A mais terna ilusão (revisited) poderia ter começado nestas palavras porque nelas moram dois dos pilares deste projeto. A ideia de instalação, que abriu caminho para amplificar a potência do teatro estático (teatro no qual os atores estão imóveis e a expressão é colocada na entoação das palavras). E a ideia de ser qualquer coisa de intermédio, esse lugar para o qual convocamos, agora, o espectador.

A mais terna ilusão (revisited) é o gesto impossível de convocar o passado a ser futuro. Como um movimento que quer curvar a linearidade do tempo.

Mas, recuemos: em 2013, Cátia Terrinca e Ricardo Boléo partiram da leitura de O Marinheiro, de Fernando Pessoa, para a criação de um espetáculo: a mais terna ilusão. Segundo Eugénia Vasques, este monólogo era “subtil, inteligente e belo, com Cátia Terrinca a contracenar com o Silêncio e a Luz!”.

 Ao mesmo tempo que estreava a mais terna ilusão fazia-se o registo formal do UMCOLETIVO, o projeto fundado por Boléo e Terrinca. O espetáculo acabava assim por se aproximar de um manifesto inaugural e abriu espaço para a exploração de uma gramática de cena que, ainda hoje, define o percurso performativo da estrutura.

Hoje, celebrando o décimo aniversário do UMCOLETIVO e repensando o mesmo texto, onde tantas questões germinaram, entendemo-lo como um útero repleto de dúvidas e angústias; a atmosfera aqui convoca também o espectro da atriz, colocando o espectador no lado de dentro, à procura do corpo que ouve mas não vê, nem cheira, nem sente.

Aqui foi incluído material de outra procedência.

PR #4, opened 2016-08-10
Add routines for plotting 1D and 2D

AndreiSavici:
Added a new directory for random stuff. I started with my scripts to do some simple 1D and 2D plots


martyngigg:
Sorry to be a pain @AndreiSavici. Can you rename the directory `misc` instead? It's now more consistent with the restructure.

martyngigg:
Thanks!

Procuramos, como escreveu há dez anos Rui Monteiro, “a solidão dos sonhadores”, só que desta vez abandonamos o espectador a sós com a imaginação – a sua e a nossa –, de mão dada com a voz e dentro de um lugar uterino de alcatruzes.

Cada palavra é uma armadilha: verdade no sono ou no sonho?

Sobre O Marinheiro

Definido pelo autor, Fernando Pessoa, como “drama estático em um quadro”, O Marinheiro desenha, num ambiente de mistério, a madrugada de três veladoras que, perante a morte, vão desfiando conversas em que das angústias várias surge um conflito fundamental entre sonho e vida, que atormenta as mentes e os pensamentos de três donzelas. Uma delas descobre, no horizonte, a história de um marinheiro – que, então, alimenta horas de questionamento e dúvida: será verdade o sonho ou os dias?

Sobre A mais terna ilusão

a mais terna ilusão é o texto dramático que Ricardo Boléo escreveu a partir de um laboratório dramatúrgico que partilhou com Cátia Terrinca, em que ambos escreveram a partir de O Marinheiro, de Fernando Pessoa. O texto expõe um corpo que não sabe se a identidade que tem é uma ilusão ou é ela própria e, então, reproduz partes de si, como gritos ou anseios ou palavras ocas, desfiando como ação todo e cada gesto – são gestos de procura; de um corpo que quer tocar-se, para saber que é matéria e não sopro, que é de verdade e não dos sonhos. A génese desta proposta é, sem dúvida, a palavra, a palavra sensorial – sempre e quando ela tenha a capacidade de tocar. A palavra é palpável, concreta, íntima. De tal forma carnal, que ela própria seja corpo e torne os sonhos tão inflamáveis como a carne.

 

UMCOLETIVO é uma associação cultural, fundada em 2013 e com sede em Portalegre, que desenvolve atividades no âmbito da criação e programação artísticas, tendo como eixos essenciais o teatro, a performance e a palavra - onde transversalmente se encontra uma ideia de reescrita, de tempo real e de voz.